Phocaeicola coprocola

Scientific classification
- Domain: Bacteria
- Kingdom: Pseudomonadati
- Phylum: Bacteroidota
- Class: Bacteroidia
- Order: Bacteroidales
- Family: Bacteroidaceae
- Genus: Phocaeicola
- Species: P. coprocola
- Binomial name: Phocaeicola coprocola (Kitahara et al. 2005) García-López et al. 2020
- Synonyms: Bacteroides coprocola

= Phocaeicola coprocola =

- Genus: Phocaeicola
- Species: coprocola
- Authority: (Kitahara et al. 2005) García-López et al. 2020
- Synonyms: Bacteroides coprocola

Species of bacterium

Phocaeicola coprocola is an anaerobe, Gram-negative, rod-shaped bacterium, which was first isolated from the feces of a healthy human. P. coprocola is not only prevalent in the human gut but also a dominant taxon in the gut microbiome of koalas (Phascolarctos cinereus).

== Structure ==
Phocaeicola coprocola cells are strictly anaerobic, non-motile, non-spore-forming, and Gram-negative. The incubation period for this bacterium is 2-3 days and its optimum growth temperature is around 37°C.

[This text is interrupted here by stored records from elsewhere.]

PR #555, opened 2020-02-27
KDEV-295: Allow multi-insert only via create function

alexanderfilipov:
Recreated #554 
Previous comments have been addressed.


packages/js-sdk/src/datastore/cachestore.ts
```diff
@@ -171,6 +172,36 @@ export class CacheStore {
...
+      throw new KinveyError('Unable to create an array of entities. Please create entities one by one or use API version 5 or newer.');
+    }
+
+    const createManyResult = {
+      entities: new Array(docs.length).fill(null),
+      errors: []
+    };
+
+    const createPromises = docs.map((doc, index) => {
+      return this.createOne(doc, options)
```
georgiwe: This could be pretty slow if things still work the way I remember them. There's a `createOne` but no `createMany`?

alexanderfilipov: Well, this doesn't improve things but doesn't make them worse either. This change is meant to unify the data store APIs, so all of them have a `create` method that accepts an array. There isn't much we can do for the cache store besides iterating the entities.

alexanderfilipov:
I've added `createMany` and I'm not planning more changes for the moment. Please have a final look.

packages/js-sdk/src/datastore/networkstore.ts
```diff
@@ -198,22 +198,28 @@ export class NetworkStore {
...
+          return previousResult;
         }
 
         const batch = docs.slice(i, i + batchSize);
-        i += batchSize;
         const result = await this.create(batch, options);
-        return batchCreate(createResults.concat(result));
+        result.errors.forEach((e) => (e.index += i));
+        const combinedResult = {
+          entities: previousResult.entities.concat(result.entities),
```
georgiwe: `docs.slice(i, i + batchSize)` would ideally be a loop, working with indices of the array, and not create slices off the array each time. Think it would be good to not add to this overhead by copying the entire results array for each batch. I mean `concat` creates a new array every time. I think it's better to do `previousResult.push(... result.entities)` - this way we only iterate over the batch, not all the results for every batch.

packages/js-sdk/src/datastore/cachestore.ts
```diff
@@ -145,9 +146,9 @@ export class CacheStore {
     return stream;
   }
 
-  async create(doc: any, options: any = {}) {
+  async createOne(doc: any, options: any = {}) {
```
georgiwe: Could annotate `createOne` and `createMany` with a `private` access modifier. Or maybe `protected` makes more sense, not sure what the inheritance model is nowadays. Think it also makes sense to keep the "underscore for non-public methods" since the transpiled code has no indication for end-users.

PR #568, opened 2020-07-10
KDEV-865: Catch general errors and aggregate them only for push function

alexanderfilipov:
The previous fix #567 should be applied only for `push` function, because it may perform different CRUD actions and should not stop on first error. For other operations like create or update, the general error should be thrown immediately.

Cells are rod-shaped, 0.8μm wide and generally 1-4μm long. When cultivated on EG blood agar plates, P. coprocola colonies are disc-shaped and of greyish-white color. All strains of this species grow in the presence of bile and produce acid from glucose, maltose, lactose, salicin, and sucrose. No indole, catalase, or urease are produced.

== Pathology ==
Phocaeicol coprocola has been shown to be a part of the core microbiota of patients with gout, a common form of arthritis. It is suggested that the bacterium might be involved in functions such as one-carbon metabolism, nucleotide binding, purine biosynthesis, and amino acid biosynthesis.

Phocaeicol coprocola has also been linked to chronic liver diseases, such as metabolic dysfunction-associated steatotic liver disease (MASLD), which often progresses to liver fibrosis. Not only do patients with MASLD tend to have a lower abundance of P. coprocola, which suggests that the bacterium might be negatively correlated with the severity of the disease, but the bacterium has also been observed to exert protective effects against MASLD and liver fibrosis. P. coprocola seems to ameliorate diet-induced liver injury.